Even if the IFC focused more of its resources on poverty, it doesn't have a good way to track whether its work has any impact. The 2011 report -- which advises that the IFC "needs to think carefully about questions such as who the poor are, where they are located, and how they can be reached" -- criticizes the IFC for lacking metrics for its investments, saying it fails to "[d]efine, monitor, and report poverty outcomes for projects."
The IFC does not contest these criticisms. Its management responded to the evaluation group's report by stating, "We broadly agree with [the] report's lessons and recommendations" and conceded that the "IFC has not been consistent in stating … the anticipated poverty reduction effects of a project." The IFC notes that it several years ago began using a Development Outcome Tracking System (DOTS) to measure the effectiveness of its projects at spurring economic development and alleviating poverty. This system, however, has drawn snickers from a number of IFC clients. They note that the DOTS ratings rely heavily on self-reporting by the recipient companies and depend to some extent on financial data for the entire firm, often with multiple divisions around the world, rather than focusing on the specific area of the IFC-funded project. Still, Kaldany expresses enthusiasm for the effort, saying it is pathbreaking and getting better.
Meanwhile, there has been little evidence of change on the ground. Everywhere I looked -- in Ghana, in nearby West Africa, and globally -- the IFC still seems to be giving its mandate to fight poverty short shrift.
In finance, for example, R. Yofi Grant, executive director of Databank, one of Ghana's largest banks, told me that the IFC's practice of providing loans at attractive terms to multinational companies "crowds out local banks and private-equity firms by taking the juiciest investments and walking away with a healthy return."

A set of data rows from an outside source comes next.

PR #1309, opened 2023-07-04
Add a Nix flake

exarkun:
https://tahoe-lafs.org/trac/tahoe-lafs/ticket/3903


exarkun:
Rubber-stamped on IRC by @meejah (thanks!)

PR #1310, opened 2023-07-05
Point to correct tickets

itamarst:
Fixes https://tahoe-lafs.org/trac/tahoe-lafs/ticket/4038

For review, one thing to think about is whether this is sufficient to make I2P stick to Foolscap only. I think so, but don't want to break I2P.

### DIFF
--- a/src/allmydata/protocol_switch.py
+++ b/src/allmydata/protocol_switch.py
@@ -112,6 +112,9 @@ class _FoolscapOrHttps(Protocol, metaclass=_PretendToBeNegotiation):
                     # If we're listening on Tor, the hostname needs to have an
                     # .onion TLD.
                     assert hostname.endswith(".onion")
+                # The I2P scheme is yet not supported by the HTTP client, so we
+                # don't want generate a NURL that won't work. This will be
+                # fixed in https://tahoe-lafs.org/trac/tahoe-lafs/ticket/4037
                 port = int(port)
                 storage_nurls.add(
                     build_nurl(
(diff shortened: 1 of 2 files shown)


exarkun:
> For review, one thing to think about is whether this is sufficient to make I2P stick to Foolscap only. I think so, but don't want to break I2P.

`add_storage_server` filters down to regular TCP and Tor location hints and only returns NURLs based on those hints.  Then the storage service's announcement is constructed based on those returned NURLs.  As a result, any I2P location hints will be skipped and not appear in the new `anonymous-storage-NURLs` list in the announcement.  Then, the HTTP storage client will never choose to attempt to use an I2P location hint to establish a connection - because it will never find them in the `anonymous-storage-NURLs` list.

Meanwhile the service's announcement will still include `anonymous-storage-FURL` giving whatever FURL the Foolscap reference registration API returns, which could include I2P connection hints if the Tub has been configured with any.

So - yes, it seems to me like this should prevent the HTTP client code from doing anything with I2P and also allow Foolscap to continue to use I2P if appropriate.

I suppose I should try to get on to the I2P grid with these changes, though, since we aren't automatically testing I2P behavior particularly well at the moment.

exarkun:
> I suppose I should try to get on to the I2P grid with these changes, though, since we aren't automatically testing I2P behavior particularly well at the moment.

Or rather, just get on the I2P grid with any recent-ish master@HEAD - since the changes here don't affect behavior.

And I managed to.  I ran an introducer exposed over I2P and connected two storage servers to it, one configured to force foolscap and the other not.  Then (with much patience) I successfully stored shares on and retrieved shares from both storage servers using this branch.

exarkun:
> one configured to force foolscap and the other not

Also, the one configured to force foolscap was configured to announce with an I2P hint.

exarkun (approved):
Thanks.  Looks good to me.

PR #1311, opened 2023-07-05
Also run Foolscap-only integration tests

itamarst:
Fixes https://tahoe-lafs.org/trac/tahoe-lafs/ticket/4040


exarkun (approved):
I thought "Why not add these to CircleCI instead?" and then I looked and was reminded that we don't do any Windows or macOS on CircleCI yet, so that's a bit of a speedbump.  I guess adding these configs to GA for now makes sense.

Thanks.  Please merge.

PR #1312, opened 2023-07-07
Make a TahoeLAFSSite test simpler and more reliable

exarkun:
https://tahoe-lafs.org/trac/tahoe-lafs/ticket/4044

### DIFF
--- a/src/allmydata/webish.py
+++ b/src/allmydata/webish.py
@@ -4,7 +4,7 @@ General web server-related utilities.
 from __future__ import annotations
 
 from six import ensure_str
-
+from typing import BinaryIO, Callable, Optional
 import re, time, tempfile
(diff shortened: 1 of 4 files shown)


src/allmydata/webish.py
```diff
@@ -217,36 +217,50 @@ def censor(queryargs: bytes) -> bytes:
     return urlencode(result, safe="[]").encode("ascii")
 
 
+def anonymous_tempfile(tempdir: bytes) -> BinaryIO:
```
itamarst, line 220: The type signature is wrong, should be `Callable[[], BinaryIO]`. And maybe function should have name indicating this creates a tempfile factory, not a tempfile?

itamarst (approved):
Address and merge.

PR #1313, opened 2023-07-07
suppress the new click mypy errors

exarkun:
See https://github.com/pallets/click/issues/2558

Fixes https://tahoe-lafs.org/trac/tahoe-lafs/ticket/4045

Also, as a freebie, this has a fix for https://github.com/twisted/towncrier/issues/528

### DIFF
--- a/src/allmydata/cli/grid_manager.py
+++ b/src/allmydata/cli/grid_manager.py
@@ -28,7 +28,7 @@ from allmydata.grid_manager import (
 from allmydata.util import jsonbytes as json
 
 
-@click.group()
+@click.group() # type: ignore[arg-type]
 @click.option(
     '--config', '-c',
     type=click.Path(),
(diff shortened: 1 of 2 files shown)


itamarst (approved):

itamarst:
Actually, I guess it would be nice to refer to the upstream bug in those type ignores, since it sounds like it's being worked on? There's a PR of some sort.

Up to you. Merge at will.

exarkun:
> Actually, I guess it would be nice to refer to the upstream bug in those type ignores, since it sounds like it's being worked on? There's a PR of some sort.
> 
> Up to you. Merge at will.

Hm. And now I wonder if this will just break again as soon as there is a click release with those changes.  unused `type: ignore ...` generate mypy errors right?

itamarst:
If yes, that'll be a hint to upgrade again? :grin:

PR #1315, opened 2023-07-19
Make NURLs a set

itamarst:
Fixes https://tahoe-lafs.org/trac/tahoe-lafs/ticket/4043

### DIFF
--- a/src/allmydata/client.py
+++ b/src/allmydata/client.py
@@ -837,7 +837,11 @@ class _Client(node.Node, pollmixin.PollMixin):
             if hasattr(self.tub.negotiationClass, "add_storage_server"):
                 nurls = self.tub.negotiationClass.add_storage_server(ss, swissnum.encode("ascii"))
                 self.storage_nurls = nurls
-                announcement[storage_client.ANONYMOUS_STORAGE_NURLS] = [n.to_text() for n in nurls]
+                # There is code in e.g. storage_client.py that checks if an
+                # announcement has changed. Since NURL order isn't meaningful,
+                # we don't want a change in the order to count as a change, so we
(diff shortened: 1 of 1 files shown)


src/allmydata/client.py
```diff
@@ -837,7 +837,11 @@ def init_storage(self, announceable_storage_servers):
             if hasattr(self.tub.negotiationClass, "add_storage_server"):
                 nurls = self.tub.negotiationClass.add_storage_server(ss, swissnum.encode("ascii"))
                 self.storage_nurls = nurls
-                announcement[storage_client.ANONYMOUS_STORAGE_NURLS] = [n.to_text() for n in nurls]
+                # There is code in e.g. storage_client.py that checks if an
+                # announcement has changed. Since NURL order isn't meaningful,
+                # we don't want a change in the order to count as a change, so we
+                # send the NURLs as a set. CBOR supports sets, as does Foolscap.
```
exarkun, line 843: Announcements also end up in a yaml file that acts as a cache...  I guess yaml supports sets too?  I see there is some kind of "!!set" thing, anyway, and pyyaml will serialize a Python set (eg `{1, 2, 3}`) using it

```
!!set
1: null
2: null
3: null
```

This doesn't match the "unordered set" example in the spec but it does round-trip...  So yea, okay.

exarkun (approved):
Thanks.  Please merge.

src/allmydata/client.py
itamarst: Huh. https://yaml.org/type/set.html

One could serialize as a list but then there's a lot of places that would have to be checked to make sure it gets post-processed. Seems easy to miss one. And JSON support is just theoretical, at this point.

PR #1317, opened 2023-07-21
Upgrade some linting dependencies

itamarst:
Fixes https://tahoe-lafs.org/trac/tahoe-lafs/ticket/4050

Click type ignores are no longer necessary as of 8.1.6.


exarkun (approved):
Thanks.  Merging.

PR #1318, opened 2023-07-21
Add "Tor network" dependency to a fixture that needs it

exarkun:
https://tahoe-lafs.org/trac/tahoe-lafs/ticket/4051

I don't know if this actually fixes any of the integration test failures, but it seems like the logically correct thing to do.


itamarst (approved):
Thanks, merge if tests pass.

exarkun:
Seems to elicit results neither better than worse than what's on master already.  Darn.  Still merging as it makes sense.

Grant says that the IFC recently organized a $115 million financing package for global telecom giant Vodafone to expand its operations in Ghana, even though six telecom companies already operate in the country. Despite such robust private investment, the IFC's loan package for Vodafone was its second in two years. "That is not poverty reduction, and these are not frontier investments," Grant says, referring to the IFC's refrain that it invests where other financiers might not. "The IFC says all the right things and does all the wrong things."